*** Opening of DATASET EXTRACT ***

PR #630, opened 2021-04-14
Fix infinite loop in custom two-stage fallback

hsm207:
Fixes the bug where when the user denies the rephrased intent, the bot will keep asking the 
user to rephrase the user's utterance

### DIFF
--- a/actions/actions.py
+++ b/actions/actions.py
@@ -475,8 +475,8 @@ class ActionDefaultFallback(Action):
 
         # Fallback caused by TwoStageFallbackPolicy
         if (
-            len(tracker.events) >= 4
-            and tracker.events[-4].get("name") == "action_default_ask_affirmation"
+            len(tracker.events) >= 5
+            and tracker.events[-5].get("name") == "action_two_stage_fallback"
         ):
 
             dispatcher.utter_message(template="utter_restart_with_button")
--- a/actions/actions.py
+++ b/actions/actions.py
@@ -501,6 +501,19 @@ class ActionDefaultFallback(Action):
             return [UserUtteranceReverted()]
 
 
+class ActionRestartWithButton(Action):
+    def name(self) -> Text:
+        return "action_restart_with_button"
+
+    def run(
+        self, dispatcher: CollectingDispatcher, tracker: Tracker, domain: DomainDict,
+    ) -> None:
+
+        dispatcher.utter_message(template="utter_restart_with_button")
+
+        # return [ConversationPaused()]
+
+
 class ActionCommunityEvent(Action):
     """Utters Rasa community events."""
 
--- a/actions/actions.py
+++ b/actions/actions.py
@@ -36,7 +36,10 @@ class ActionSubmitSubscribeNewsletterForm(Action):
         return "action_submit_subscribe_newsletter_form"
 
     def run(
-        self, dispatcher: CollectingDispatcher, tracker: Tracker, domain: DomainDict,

*** Close of DATASET EXTRACT ***
*** Opening of DATASET EXTRACT ***

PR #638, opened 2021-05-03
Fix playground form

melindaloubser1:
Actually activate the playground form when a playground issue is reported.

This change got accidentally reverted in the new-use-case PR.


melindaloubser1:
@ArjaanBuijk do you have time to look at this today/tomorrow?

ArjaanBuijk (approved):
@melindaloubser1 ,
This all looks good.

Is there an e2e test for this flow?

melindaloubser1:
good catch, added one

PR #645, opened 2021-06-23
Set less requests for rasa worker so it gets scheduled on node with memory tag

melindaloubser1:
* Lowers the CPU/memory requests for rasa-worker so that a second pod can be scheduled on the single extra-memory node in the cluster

*** Close of DATASET EXTRACT ***

**PROBLEM TO SOLVE:**
Only the number is wanted: how many lines above include the word "CollectingDispatcher"?

**ANSWER SPACE:**
2